- A oto kolejny uczestnik igrzysk, pochodzący z czwartego dystryktu, Jake Williams!
Wszedłem na scenę. Wokół mnie pojawiła się tafla wody, tak jak w pokoju, która wywołała zachwyt wśród publiczności. Uścisnąłem rękę Cesarowi, prowadzącemu. Usiedliśmy na fotelach.
- Witaj, Jake! Jesteś z czwartego dystryktu, to pewnie stąd nawiązanie do tego niezwykłego efektu wody wokół stroju, tak?

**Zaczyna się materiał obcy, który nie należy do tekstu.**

PR #1425, opened 2026-09-16
19.0 technical training demat

DenisMth:


estate/models/__init__.py
```diff
@@ -0,0 +1 @@
+from . import estate_property
```
leclerc-leo: We try to always have an empty line at the end of every file.
You can use the Ruff extension with the config from https://runbot326.odoo.com/runbot/static/build/125365592-19-0/logs/ruff_config.txt to have warning about style inside your editor.
You can also check the ci/style from the runbot (https://runbot.odoo.com/runbot/bundle/190-technical-training-demat-512697) to check what it says.

estate/models/estate_property.py
```diff
@@ -0,0 +1,22 @@
+from odoo import fields, models
+import datetime
+
+class TestModel(models.Model):
```
leclerc-leo: nitpick (check ci/ctyle) but before classes, 2 empty lines are asked
```suggestion


class TestModel(models.Model):
```

estate/models/estate_property.py
```diff
@@ -0,0 +1,22 @@
...
+    _name = "estate_property_model"
```
leclerc-leo: We name models `name.of.module.name.of.model`.
```suggestion
    _name = "estate.property"
```

estate/models/estate_property.py
```diff
@@ -0,0 +1,22 @@
...
+    selling_price = fields.Float(copy=False, readonly=True)
+    bedrooms = fields.Integer(default=2)
+    living_area = fields.Integer()
+    facades = fields.Integer()
+    garage = fields.Boolean()
+    garden = fields.Boolean()
+    garden_area = fields.Integer()
+    garden_orientation = fields.Selection([("north", "North"), ("south", "South"), ("west", "West"), ("east", "East")])
+    active = fields.Boolean(default=True)
+    state = fields.Selection([("new", "New"), ("offer_received", "Offer Received"), ("offer_accepted", "Offer Accepted"), ("sold", "Sold"), ("cancelled", "Cancelled")], default="new")
```
leclerc-leo: We try to keep line bellow ~120 characters. If you have using vs code you can add a `rulers` in the setting to have a line and visualize it.
```suggestion
    state = fields.Selection(
        selection=[
            ("new", "New"),
            ("offer_received", "Offer Received"),
            ("offer_accepted", "Offer Accepted"),
            ("sold", "Sold"),
            ("cancelled", "Cancelled"),
        ],
        default="new",
    )
```

estate/models/estate_property.py
```diff
@@ -0,0 +1,22 @@
...
+import datetime
+
+class TestModel(models.Model):
+    _name = "estate_property_model"
+    _description = "Estate property model test description"
+
+    name = fields.Char(default="Unknown", required=True)
+    description = fields.Text("Description of the Estate Propert Model")
+    postcode = fields.Char("Post code")
+    date_availability = fields.Date("Availability date", default=datetime.date.today() + datetime.timedelta(days=90), copy=False)
```
leclerc-leo: If not using lambda, `datetime.date.today()` will resolve when the server start, so if your server keept running for a few days, the date would be wrong.
Also for adding date it's best to use `fields.Date.add` instead of `+`
```suggestion
    date_availability = fields.Date("Availability date", default=lambda self: datetime.date.today() + datetime.timedelta(days=90), copy=False)
```

estate/views/menu_estate_property.xml
```diff
@@ -0,0 +1,30 @@
+<odoo>
+    <menuitem id="test_menu_root" name="Real Estate">
```
leclerc-leo: To prevent any issue it's best to prefix any view id with the name of the module
```suggestion
    <menuitem id="estate_test_menu_root" name="Real Estate">
```

leclerc-leo (commented):
👋 Good Work

aboo-odoo:

estate/models/estate_property.py
```diff
@@ -0,0 +1,90 @@
+from odoo import fields, models, api
```
aboo-odoo: [Imports](https://www.odoo.com/documentation/19.0/contributing/development/coding_guidelines.html#imports)
The imports are ordered as: 
- Imports of odoo submodules

```suggestion
from odoo import api, fields, models
```

estate/models/estate_property.py
```diff
@@ -0,0 +1,90 @@
...
+    _name = "estate.property"
+    _description = "Estate property model test description"
+
+    total_area = fields.Integer(compute="_compute_total_area")
+
+    @api.depends("living_area", "garden_area")
+    def _compute_total_area(self):
+        self.total_area = self.garden_area + self.living_area
+
+    best_price = fields.Float(compute="_compute_best_price")
```
aboo-odoo, line 13: Order of a python file is :
3. Field declarations
9. Action methods

So all your fields need to be together

estate/models/estate_property.py
```diff
@@ -0,0 +1,90 @@
...
+
+    @api.depends("offer_ids")
+    def _compute_best_price(self):
+        for record in self:
+            if record.offer_ids:
+                record.best_price = max(record.offer_ids.mapped('price'))
+            else:
+                record.best_price = 0
```
aboo-odoo: Correct be could be simplified into 

```suggestion
            record.best_price = max(record.offer_ids.mapped('price'), default=0)
```

estate/models/estate_property.py
```diff
@@ -0,0 +1,90 @@
...
+
+    @api.depends("living_area", "garden_area")
+    def _compute_total_area(self):
+        self.total_area = self.garden_area + self.living_area
+
+    best_price = fields.Float(compute="_compute_best_price")
+
+    @api.depends("offer_ids")
+    def _compute_best_price(self):
+        for record in self:
```
aboo-odoo: Here you have quite small compute methods. In the future, you might have huge once, at that point, it's important to have meaningful parameter naming.
```suggestion
        for estate in self:
```

estate/models/estate_property.py
```diff
@@ -0,0 +1,90 @@
...
+                record.best_price = 0
+
+    @api.onchange("garden")
+    def _onchange_garden(self):
+        if self.garden:
+            self.garden_area = 10
+            self.garden_orientation = "north"
+        else:
+            self.garden_area = 0
+            self.garden_orientation = ""
```
aboo-odoo: Empty is not a valid value from your selection. Use

```suggestion
            self.garden_orientation = False
```

estate/models/estate_property.py
```diff
@@ -0,0 +1,90 @@
...
+
+    def action_cancel(self):
+        for record in self:
+            if record.state != "sold":
+                record.state = "cancelled"
+            else:
+                raise UserError("A sold property cannot be cancelled.")
```
aboo-odoo: Most strings are translated by default in Odoo. Unfortunately, this is not case of Error Messages. To make the string translatable, you need to call the `_()` method, like so

estate/models/estate_property.py
```diff
@@ -0,0 +1,90 @@
...
+        return True
```
aboo-odoo: Correct but you could also do this:

```suggestion
        properties_to_cancel = self.filtered(lambda p: p.state != 'sold')
        if self - properties_to_cancel:  # at least one property is 'sold'
            raise UserError(...)
        else:
            properties_to_cancel.state = 'cancelled'
        return True
```
Advantages are:

estate/models/estate_property.py
```diff
@@ -0,0 +1,90 @@
...
+            else:
+                raise UserError("A cancelled property cannot be sold.")
+        return True
+
+    name = fields.Char(required=True)
+    description = fields.Text("Description of the Estate Propert Model")
+    postcode = fields.Char("Post code")
+    date_availability = fields.Date(
+        "Availability date",
+        default=lambda self: datetime.date.today() + datetime.timedelta(days=90),
```
aboo-odoo, line 19: Good use of a lambda function here 👍

estate/models/estate_property.py
```diff
@@ -0,0 +1,90 @@
...
+        selection=[
+            ("new", "New"),
+            ("offer_received", "Offer Received"),
+            ("offer_accepted", "Offer Accepted"),
+            ("sold", "Sold"),
+            ("cancelled", "Cancelled")
+        ],
+        default="new",
+    )
+    property_type_id = fields.Many2one("estate.property.type", string="Property Type")
```
aboo-odoo, line 49: Good use of `_id.s` suffixes! Well done 👍

estate/models/estate_property_offer.py
```diff
@@ -0,0 +1,45 @@
...
+    _name = "estate.property.offer"
+    _description = "Estate Property Offer description test"
+
+    validity = fields.Integer()
+    date_deadline = fields.Date(compute="_compute_validity_date", inverse="_inverse_validity_date")
+
+    @api.depends("create_date", "validity")
+    def _compute_validity_date(self):
+        for record in self:
+            record.date_deadline = fields.Date.add(fields.Date.today(), days=record.validity)
```
aboo-odoo: In the specs, doesn't it say that the validity depends on the create_date value ?

estate/models/estate_property_offer.py
```diff
@@ -0,0 +1,45 @@
...
+
+    def _inverse_validity_date(self):
+        for record in self:
+            record.validity = (record.date_deadline - fields.Date.to_date(record.create_date)).days
+
+    def action_accept_offer(self):
+        for record in self:
+
+            if record.property_id.selling_price == 0 and not record.property_id.buyer_id:
```
aboo-odoo: Always Use `float_compare` to compare float

aboo-odoo: Why using the `property_id.selling_price` and not the `property_id.state` ? Isn't the goal of the state to be used on condition like this ?

estate/models/estate_property_offer.py
```diff
@@ -0,0 +1,45 @@
...
+    @api.depends("create_date", "validity")
+    def _compute_validity_date(self):
+        for record in self:
+            record.date_deadline = fields.Date.add(fields.Date.today(), days=record.validity)
+
+    def _inverse_validity_date(self):
+        for record in self:
+            record.validity = (record.date_deadline - fields.Date.to_date(record.create_date)).days
+
+    def action_accept_offer(self):
```
aboo-odoo, line 31: Also, in the specs, if an offer is accepted, shouldn't the property by sold?

estate/views/form_estate_property.xml
```diff
@@ -0,0 +1,101 @@
...
+                            </group>
+                            <group>
+                                <field string="Garden Area (sqm)" name="garden_area"/>
+                            </group>
+                            <group>
+                                <field string="Garden Orientation" name="garden_orientation"/>
+                            </group>
+                            <group>
+                                <field string="Total Area" name="total_area"/>
+                            </group>
```
aboo-odoo, line 56: That's a lot of groups !

```suggestion
                            <group>
                                <field string="Description" name="description"/>
                                <field string="Bedrooms" name="bedrooms"/>
                                <field string="Living Area (sqm)" name="living_area"/>
                                <field string="Facades" name="facades"/>
                                <field string="Garage" name="garage"/>
                                <field string="Garden" name="garden"/>
                                <field string="Garden Area (sqm)" name="garden_area"/>
                                <field string="Garden Orientation" name="garden_orientation"/>
                                <field string="Total Area" name="total_area"/>
                            </group>
```
Should do the trick

estate/views/list_estate_property_offer.xml
```diff
@@ -0,0 +1,15 @@
...
+            <list>
+                <field name="price" string="Price"/>
+                <field name="partner_id" string="Partner"/>
+                <field name="status" string="Status"/>
+                <field name="validity"/>
+                <field name="date_deadline"/>
+            </list>
+        </field>
+    </record>
+</odoo>
```
aboo-odoo: Always leave an empty line at the end of a file,

estate/__manifest__.py
```diff
@@ -0,0 +1,16 @@
+{
+    'name': "Real Estate",
+    'depends': ['base'],
+    'application': True,
+    'installable': True,
+    'author': "Demat",
```
aboo-odoo: You don't own what you code here ahah; it's all for Odoo S.A. 
```suggestion
    'author': "Odoo S.A.",
```

aboo-odoo (commented):
Good job so far! Keep going

Generic comment:

estate/models/estate_property_offer.py
DenisMth: I changed to make the state change to "offer_accepted" because otherwise this state is useless, if it goes directly from "offer_received" to "sold" but maybe I forgot something in the flow

PR #1426, opened 2026-09-16
19.0 tutorial mialm

MiguelitoM:


estate/models/estate_property.py
```diff
@@ -0,0 +1,24 @@
+from odoo import fields, models
+
+
+class EstateProperty(models.Model):
+    _name = "estate_property"
+    _description = "This is the model for the real estate property :)"
+    name = fields.Char(required=True)
```
leclerc-leo, line 8: We use `name.of.module.name.of.model`
```suggestion
class EstateProperty(models.Model):
    _name = "estate.property"
    _description = "This is the model for the real estate 

    name = fields.Char(required=True)
```

estate/models/estate_property.py
```diff
@@ -0,0 +1,24 @@
...
+    description = fields.Text()
+    postcode = fields.Char()
+    date_availability = fields.Date(copy=False, default=fields.Datetime.add(fields.Datetime.today(), months=3))
```
leclerc-leo: Otherwise fields.Datetime.today is resolved when the server start and you will have issue if it runs for more than a day.
```suggestion
    date_availability = fields.Date(copy=False, default=lambda self: fields.Datetime.add(fields.Datetime.today(), months=3))
```

estate/__manifest__.py
```diff
@@ -0,0 +1,13 @@
+{
+    'name': "Real Estate",
+    'depends': ["base"],
+    'application': True,
+    'installable': True,
+    'author': 'mialm',
```
```suggestion
    'author': 'Odoo S.A.',
```

leclerc-leo (commented):
👋 Good Work, you can check ci/style too.
If you need to setup a linter you can use ruff (there's an extension in vscode/pycharm) and use the odoo.toml present in odoo/community.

- Zgadza się. Zupełnie się tego nie spodziewałem i byłem jeszcze bardziej zaskoczony niż widzowie - rozległy się śmiechy na widowni.
- Jesteś bardzo pewny siebie. Czy boisz się wejścia na arenę ?
- A czego tu się bać. Chyba jedynie tego, że po igrzyskach nie będę już w tak dobrej formie jak teraz - znów zaśmiało się parę osób.
- Jesteś przystojny i na pewno nie jedna dziewczyna zadziera za tobą głową. Więc powiedz nam czy masz jakąś miłość lub dziewczynę ?
- Tak, jest ktoś taki wyjątkowy w moim sercu, ale kim ona jest dowiecie się później.
- Już nie mogę się doczekać. Może to jedna z dziewczyn, które wejdą na arenę? A czy miałeś już okazje poznać lub chociaż rzucić okiem na swoich rywali?
- Mało jest okazji, kiedy spotykam się z innymi trybutami, najczęściej widuję Isabellę Jones, która jest razem ze mną w jednym dystrykcie. Oglądałem też trybutów z pierwszego, drugiego i trzeciego dystryktu, którzy przede mną udzielali wywiadu.
- Wydajesz się być prawdziwym mężczyzną, więc mam też takie pytanie. Czy będziesz wspierał damy ? Niektóre wyglądają na naprawdę słabe i drobne.
- Pozory mogą mylić - uśmiechnąłem się. - Nie lubię zabijać i nie będę tego robił na arenie, chyba, że od tego będzie zależało moje życie. A co do dam, no cóż... zobaczymy jak będzie.
- Hmm.. masz bardzo elegancki strój.
- Na początku wydawał mi się zwyczajny, ale ta woda sprawiła, że zdobył uznanie w moich oczach.
-Miło mi było cie poznać, mam nadzieje że spotkamy się za tydzień i znowu sobie pogawędzimy. Pomyślnych Igrzysk, Jake!
Zabrzmiał gong, na scenę weszła dziewczyna z piątego dystryktu w długiej, srebrnej sukience. Minąłem ją szybko i wyszedłem tylnym wejściem. Od razu podbiegli do mnie Chris i Bruce. Obaj poklepali mnie po ramieniu.
- Świetnie ci poszło - powiedział Chris.
Odetchnąłem z ulgą. Nie było tak źle. Zacząłem oglądać prezentacje innych trybutów.